Out of the 123 selected papers, 16 were conceptual and review papers that did not describe any clear and implementable assessment approach, leaving 107 empirical papers for full appraisal regarding the research questions of this review (Figure 1). The Supplementary Material provides an overview of all papers assessed. Twenty papers portrayed elements of two lenses (i.e., 15 empirical and five conceptual and review papers, e.g., A01, Bahadur et al. 2016; R-C04, Cabell and Oelofse 2012). These were classified in the lens that best fitted their theoretical underpinning. All 123 papers were included in the description of lenses, paper metrics, and qualitative assessment (Sections 3.1 and 3.2), but for the more quantitative analyses of assessment approaches (Section 3.3), the conceptual and review papers and the papers using other lenses were excluded and analysis focused on the remaining 100 empirical papers grouped under the four lenses.

Numbers of papers published one in all of 2010 to a provisional peak of four per month in 2019 (Figure 3), although 2019 data were for the first 4 months only. Papers using the V- and T-lenses were published in significant numbers throughout the decade. The A-lens and C-lens started later, supporting the impression that they emerged in reaction to the T-lens and V-lens.

Fig. 3
figure 3

Number of papers published per month for the different lenses over the period January 2010 to April 2019. Lenses: A–agroecology; C–capacities; T–traditional; V–vulnerability; O–other.

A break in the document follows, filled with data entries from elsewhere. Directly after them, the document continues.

PR #3289, opened 2026-06-25
fix(e2e): drop JS sort verification from sorting tests

adarshdubey-star:
Jira
[RHINENG-28080](https://redhat.atlassian.net/browse/RHINENG-28080)

What
fix(e2e): drop JS sort verification from sorting tests

[RHINENG-28080]: https://redhat.atlassian.net/browse/RHINENG-28080?atlOrigin=eyJpIjoiNWRkNTljNzYxNjVmNDY3MDlhMDU5Y2ZhYzA5YTRkZjUiLCJwIjoiZ2l0aHViLWNvbS1KU1cifQ

### DIFF
--- a/_playwright-tests/test_system.test.ts
+++ b/_playwright-tests/test_system.test.ts
@@ -291,27 +291,14 @@ test.describe('System Sorting', { tag: ['@systems-table'] }, () => {
         }).toPass({ timeout: 5000 });
       });
 
-      await test.step('Verify systems are sorted alphabetically', async () => {
+      await test.step('Verify systems are displayed', async () => {
         const nameCell = page
           .locator('[data-ouia-component-id="systems-view-table-td-0-0"]')
           .or(page.locator('td[data-label="Name"]'));
         await expect(nameCell.first()).toBeVisible();
 
         const displayedNames = await nameCell.allTextContents();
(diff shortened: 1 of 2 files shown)


raswonders (commented):
I still think we shouldn't be performing JS sorting in tests. 

What I think good asserts here are: 
1. assert that when I sent specific sorting params, server responds with OK and response containing systems. 
2. assert that systems from response I just got are being displayed in table.

_playwright-tests/test_system.test.ts
```diff
@@ -300,8 +303,10 @@ test.describe('System Sorting', { tag: ['@systems-table'] }, () => {
         );
 
         const sortFunctions = {
-          ascending: (_a: string, _b: string) => _a.localeCompare(_b),
-          descending: (_a: string, _b: string) => _b.localeCompare(_a),
+          ascending: (_a: string, _b: string) =>
```
raswonders: We seem to use same thing on three different places, I'd refactor it to helpers.

raswonders (approved):
This seems to fix sorting issue as prescribed. I'm gonna ok this but If this will fail on collation issue again we should consider removing sorting from these tests. 

There is also opportunity to refactor/reuse sorting function defs. But its not a blocker.

computercamplove (approved):

PR #399, opened 2019-03-27
fix missing hris attributes from certain users

gdestuynder:
note: this fixes hris.py by doing lowercase compares
publisher.py (the generic class) does not need this fix, it fetches user ids from CIS so it has the right id when doing filtering and comparisons

this also adds the filter for `display:null` because i forgot to branch out ./blame kang ; -)


gdestuynder:
https://stackoverflow.com/questions/1207406/how-to-remove-items-from-a-list-while-iterating if curious

PR #404, opened 2019-04-04
fix dev fixtures fix user_ids not being constructed correctly in some situations by always querying them

gdestuynder:


gdestuynder:
note: its on development

python-modules/cis_publisher/cis_publisher/publisher.py
```diff
@@ -34,13 +34,21 @@ def __init__(self, profiles, login_method, publisher_name, discovery_url=None):
...
         self.retry_delay = 1
+
+        # known_cis_users is the output of the Person API query
+        # known_cis_users_only_user_id is an array of user_id only
+        # known_cis_users_by_email is a dict that maps email: uid (instead of uid: email)
         self.cis_user_list = None
-        self.access_token = None
         self.known_cis_users = None
+        self.known_cis_users_by_email = {}
+        self.known_cis_users_only_user_id = []
```
andrewkrug: Just curious... should we standardize on dict or list here.

gdestuynder: yeah it could also be dict for both so that you can do the reverse lookup, that would be a bit nicer

gdestuynder: added

PR #408, opened 2019-04-08
Display null

andrewkrug:
Closes https://jira.mozilla.com/browse/EIS-729


python-modules/cis_profile_retrieval_service/cis_profile_retrieval_service/v2_api.py
```diff
@@ -138,6 +138,7 @@ def scope_to_display_level(scopes):
     if "display:all" in scopes:
         logger.debug("all display level in scope.")
         display_levels.append(DisplayLevel.NONE)
+        display_levels.append(DisplayLevel.NULL)
```
gdestuynder: aaah :)

python-modules/cis_profile_retrieval_service/cis_profile_retrieval_service/v2_api.py
```diff
@@ -155,6 +156,10 @@ def scope_to_display_level(scopes):
         logger.debug("authenticated display level in scope.")
         display_levels.append(DisplayLevel.AUTHENTICATED)
 
+    if "display:none" in scopes:
```
gdestuynder: does this mean auth0 should support `display:none` and `display:null` as scopes? if yes we need to add this in serverless/... (theres an auth0 "helper") and make sure the setup in auth0 support this

gdestuynder: note: right now it only supports `display:null`. we can also swap it for just `display:none` and tell people about it

PR #410, opened 2019-04-09
Use people.mozilla.org as DinoPark prod url

fiji-flo:


fiji-flo:
Let's keep this open until we settled. It's working right now.

PR #411, opened 2019-04-09
deactivation support

gdestuynder:
This supports HRIS user deactivation
its missing LDAP users deactivation for users who are not staff (who are contributors)
the later could be a separate work item actually

### DIFF
--- a/docs/PersonAPI.md
+++ b/docs/PersonAPI.md
@@ -132,6 +132,20 @@ Retrieve specific user profiles:
 Retrieve paginated list of all user profiles:
 - `/v2/users/`
 
+In this case you will receive a JSON document such as :
+```
+{
+  "Items": [profile_1, profile_2, ...],
+  "nextPage": None
+}
+```
+where `nextPage` will be set to a `user_id` if there are more pages to fetch.
+
+To fetch the next page simply call:
+- `/v2/users?nextPage=user_id_here`
+
+Until `nextPage` is set to `None`.
+
 Retrieve lists of users (not full profiles):
 - `/v2/users/id/all?[connectionMethod=ad]` (Returns all user ids for a specific login/connection method) By default this only includes active users.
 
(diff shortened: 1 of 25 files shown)


gdestuynder:
note: this currently has an issue i found during testing where it will deactivate certain accounts which arent staff and arent otherwise marked in some other way. discussing tomorrow.

gdestuynder:
this includes a revert for #419

docs/PersonAPI.md
```diff
@@ -129,7 +129,24 @@ Retrieve specific user profiles:
...
+- `/v2/users/`
+
+In this case you will receive a JSON document such as :
+```
+{
+  "Items": [profile_1, profile_2, ...],
+  "nextPage": None
+}
+```
+where `nextPage` will be set to a `user_id` if there are more pages to fetch.
```
fiji-flo: nextPage actually is an object:
```json
{ "id": "SOME_USER_ID" }
```
I fell for this and it drove me crazy to figure it out.

well-known-endpoint/tpl/mozilla-iam-publisher-rules
```diff
@@ -2,10 +2,10 @@
   "create": {
     "uuid": [ "cis" ],
     "user_id": [ "ldap", "hris", "access_provider" ],
-    "primary_username": [ "ldap", "hris", "cis", "access_provider" ],
+    "primary_username": [ "cis" ],
```
fiji-flo: :+1:

docs/PersonAPI.md
gdestuynder: ops didnt submit "review", i though i commented here
after some testing i seem to definitely be getting either none either a single user_id, not a structure

see the code also https://github.com/mozilla-iam/cis/pull/411/files#diff-3247471fbaab5e22352bc0bfc86e2063R244 this definitely gets all pages

gdestuynder:
something's odd with travis testing, local tests dont have this error / doesnt seem code related

gdestuynder:
non-squashed since we might need commit history here - in particular this reverts https://github.com/mozilla-iam/cis/pull/419 which we'll have to fix and pull back in

PR #413, opened 2019-04-10
import back-off code from cis_notifications for SSM fetches add in-memory caching

gdestuynder:


andrewkrug:
Suggest converting this to a proper boto3 waiter: https://boto3.amazonaws.com/v1/documentation/api/latest/reference/services/ssm.html#SSM.Client.get_waiter

PR #414, opened 2019-04-10
Filter active

andrewkrug:


python-modules/cis_identity_vault/cis_identity_vault/models/user.py
```diff
@@ -234,31 +269,47 @@ def all(self):
...
         logger.info('Getting segment: {} of total: {}'.format(segment, total_segments))
+
+        if connection_method:
+            expression_attr = {
+                ":id": {"S": connection_method}
+            }
+            filter_expression = "begins_with(id, :id)"
+
+        
+        if connection_method and active is not None:
```
gdestuynder: id generally `else` here (had to read this twice)

python-modules/cis_identity_vault/cis_identity_vault/models/user.py
```diff
@@ -331,3 +382,6 @@ def all_by_page(self, next_page=None, limit=25):
         else:
             response = self.table.scan(Limit=limit)
         return response
+
```
gdestuynder: lotsa lines!

PR #420, opened 2019-04-19
fix var init + Black

gdestuynder:


python-modules/cis_profile_retrieval_service/cis_profile_retrieval_service/v2_api.py
```diff
@@ -357,6 +357,8 @@ def get(self):
             # This must be a pre filtering check because mutation is real.
             if v2_profile.active.value == active:
                 allowed_in_list = True
+            else:
+                allowed_in_list = False
```
gdestuynder: this var was otherwise not initialized in all cases so could end up triggering a traceback when used 
this would also not reset the variable in the loop which is a real bug as well

april: Wouldn't it be easier to write it as:

`allowed_in_list = v2_profile.active.value == active`

gdestuynder: its definitelly prettier but i dont know how readable it is

april: Either this or `allowed_in_list = True if v2_profile.active.value == active else False`, which is probably more readable.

Prominent features in conceptual and review papers

Nine out of 16 conceptual and review papers elaborated conceptual issues from a theoretical angle (e.g., R-C05, Carpenter et al. 2012; R-T04, ten Napel et al. 2011). The others reviewed literature, or combined a review with conceptual elaborations (R-C01, Aboah et al. 2019; R-C02, Béné et al. 2014; R-O01, Alroe et al. 2017; R-T03, Quinlan et al. 2016; R-V01, Bailey and Buck 2016; R-V03, Elias et al. 2018; R-V04, Hansen et al. 2019). The objectives of the papers differed widely. Some papers offered recommendations for research or for application of the resilience concept (R-O01, Alroe et al. 2017; R-T01, Macfadyen et al. 2015; R-T05, Darnhofer et al. 2016; R-V04, Hansen et al. 2019). Others proposed a resilience assessment framework or indicator framework (R-C01, Aboah et al. 2019; R-C04, Cabell and Oelofse 2012; R-T02, Peterson et al. 2018; R-T04, ten Napel et al. 2011; R-V01, Bailey and Buck 2016; R-V05, Vroegindewey and Hodbod 2018). Some papers studied how to build resilience (R-T01, Macfadyen et al. 2015), reviewed resilience aspects of regional agri-food systems (R-V02, Brzezina et al. 2016; R-V03, Elias et al. 2018), or investigated the advantages and limitations of using resilience in the development field (R-C02, Béné et al. 2014; R-C03, Béné et al. 2015). The C-, T-, and V-lenses each contain five conceptual and review papers, while one review paper used an ethics perspective that did not fit in any of the four lenses (R-O01, Alroe et al. 2017). Important findings, such as the choice between specific and general resilience, have been used in discussions in this paper.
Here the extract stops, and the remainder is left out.